### Description of the task
Your answer must be every record below, written out exactly as it appears.
==== Records ====
PR #1851, opened 2018-10-25
Fix broken presubmit tests

richardsliu:
https://github.com/kubeflow/tf-operator/pull/849 changed the way we launch TFJob E2E tests. This PR changes the workflow definition to the new format.

---
This change is [Reviewable](https://reviewable.io/reviews/kubeflow/kubeflow/1851)

### DIFF
--- a/testing/deploy_kubeflow.py
+++ b/testing/deploy_kubeflow.py
@@ -47,7 +47,7 @@ def deploy_kubeflow(test_case):
   """Deploy Kubeflow."""
   args = parse_args()
   test_dir = test_case.test_suite.test_dir
-  namespace = args.namespace
+  namespace = "default"
   api_client = deploy_utils.create_k8s_client()
   app_dir = deploy_utils.setup_kubeflow_ks_app(test_dir, namespace, args.github_token, api_client)
 
--- a/testing/deploy_kubeflow.py
+++ b/testing/deploy_kubeflow.py
@@ -47,7 +47,7 @@ def deploy_kubeflow(test_case):
   """Deploy Kubeflow."""
   args = parse_args()
   test_dir = test_case.test_suite.test_dir
-  namespace = "default"
+  namespace = args.namespace
   api_client = deploy_utils.create_k8s_client()
   app_dir = deploy_utils.setup_kubeflow_ks_app(test_dir, namespace, args.github_token, api_client)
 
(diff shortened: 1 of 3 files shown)


lluunn:
/lgtm
/approve 
thanks

testing/deploy_kubeflow.py
```diff
@@ -47,7 +47,7 @@ def deploy_kubeflow(test_case):
   """Deploy Kubeflow."""
   args = parse_args()
   test_dir = test_case.test_suite.test_dir
-  namespace = args.namespace
+  namespace = "default"
```
lluunn: why do we use default?

richardsliu: Namespace isn't being passed anywhere, so all the components are deployed in the default namespace. See the logs: http://testing-argo.kubeflow.org/workflows/kubeflow-test-infra/kubeflow-presubmit-kubeflow-e2e-minikube-1851-379d825-4045-4620?tab=workflow&nodeId=kubeflow-presubmit-kubeflow-e2e-minikube-1851-379d825-4045-4620-2307009077&sidePanel=logs%3Akubeflow-presubmit-kubeflow-e2e-minikube-1851-379d825-4045-4620-2307009077%3Amain

lluunn: Isn't namespace being used at line 52 to setup the app?

richardsliu: Right, but all the components are deployed under the default namespace. On line 106 we look for the deployment, so if we pass the wrong namespace then it will fail. We can either use the default namespace, or figure out how to actually pass the namespace to each component.

richardsliu: Maybe the right fix is to change line 83 to "namespace"?

jlewi: I think its only minikube that is using deploy_kubeflow.py.

I would expect deploy_utils.setup_kubeflow_ks_app to set the namespace of the environment which should correctly set the namespace for each component.

So we shouldn't need to set namespace when we generate each component.

So removing namespace as an argument seems correct.

jlewi: Can we pass in a value of "default" for --namespace rather than ignoring the argument and hardcoding "default"

richardsliu:
Fixed namespace issue.
/assign @jlewi

PR #1852, opened 2018-10-25
use broadwell

### LINKED ISSUE #1840: For GKE deployment, change default CPU to Broadwell
For the GKE deployment, change default CPU to Broadwell instead of Haswell (which is no longer as widely available).
https://cloud.google.com/compute/docs/regions-zones/

cc @jlewi

lluunn:
fix #1840

/cc @kunmingg 
/cc @jlewi

---
This change is [Reviewable](https://reviewable.io/reviews/kubeflow/kubeflow/1852)


lluunn:
presubmit failure should be fixed by: https://github.com/kubeflow/kubeflow/pull/1851

kunmingg:
Do you need to rebase?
====
### Solution
PR #1851, opened 2018-10-25
Fix broken presubmit tests

richardsliu:
https://github.com/kubeflow/tf-operator/pull/849 changed the way we launch TFJob E2E tests. This PR changes the workflow definition to the new format.

---
This change is [Reviewable](https://reviewable.io/reviews/kubeflow/kubeflow/1851)

### DIFF
--- a/testing/deploy_kubeflow.py
+++ b/testing/deploy_kubeflow.py
@@ -47,7 +47,7 @@ def deploy_kubeflow(test_case):
   """Deploy Kubeflow."""
   args = parse_args()
   test_dir = test_case.test_suite.test_dir
-  namespace = args.namespace
+  namespace = "default"
   api_client = deploy_utils.create_k8s_client()
   app_dir = deploy_utils.setup_kubeflow_ks_app(test_dir, namespace, args.github_token, api_client)
 
--- a/testing/deploy_kubeflow.py
+++ b/testing/deploy_kubeflow.py
@@ -47,7 +47,7 @@ def deploy_kubeflow(test_case):
   """Deploy Kubeflow."""
   args = parse_args()
   test_dir = test_case.test_suite.test_dir
-  namespace = "default"
+  namespace = args.namespace
   api_client = deploy_utils.create_k8s_client()
   app_dir = deploy_utils.setup_kubeflow_ks_app(test_dir, namespace, args.github_token, api_client)
 
(diff shortened: 1 of 3 files shown)


lluunn:
/lgtm
/approve 
thanks

testing/deploy_kubeflow.py
```diff
@@ -47,7 +47,7 @@ def deploy_kubeflow(test_case):
   """Deploy Kubeflow."""
   args = parse_args()
   test_dir = test_case.test_suite.test_dir
-  namespace = args.namespace
+  namespace = "default"
```
lluunn: why do we use default?

richardsliu: Namespace isn't being passed anywhere, so all the components are deployed in the default namespace. See the logs: http://testing-argo.kubeflow.org/workflows/kubeflow-test-infra/kubeflow-presubmit-kubeflow-e2e-minikube-1851-379d825-4045-4620?tab=workflow&nodeId=kubeflow-presubmit-kubeflow-e2e-minikube-1851-379d825-4045-4620-2307009077&sidePanel=logs%3Akubeflow-presubmit-kubeflow-e2e-minikube-1851-379d825-4045-4620-2307009077%3Amain

lluunn: Isn't namespace being used at line 52 to setup the app?

richardsliu: Right, but all the components are deployed under the default namespace. On line 106 we look for the deployment, so if we pass the wrong namespace then it will fail. We can either use the default namespace, or figure out how to actually pass the namespace to each component.

richardsliu: Maybe the right fix is to change line 83 to "namespace"?

jlewi: I think its only minikube that is using deploy_kubeflow.py.

I would expect deploy_utils.setup_kubeflow_ks_app to set the namespace of the environment which should correctly set the namespace for each component.

So we shouldn't need to set namespace when we generate each component.

So removing namespace as an argument seems correct.

jlewi: Can we pass in a value of "default" for --namespace rather than ignoring the argument and hardcoding "default"

richardsliu:
Fixed namespace issue.
/assign @jlewi

PR #1852, opened 2018-10-25
use broadwell

### LINKED ISSUE #1840: For GKE deployment, change default CPU to Broadwell
For the GKE deployment, change default CPU to Broadwell instead of Haswell (which is no longer as widely available).
https://cloud.google.com/compute/docs/regions-zones/

cc @jlewi

lluunn:
fix #1840

/cc @kunmingg 
/cc @jlewi

---
This change is [Reviewable](https://reviewable.io/reviews/kubeflow/kubeflow/1852)


lluunn:
presubmit failure should be fixed by: https://github.com/kubeflow/kubeflow/pull/1851

kunmingg:
Do you need to rebase?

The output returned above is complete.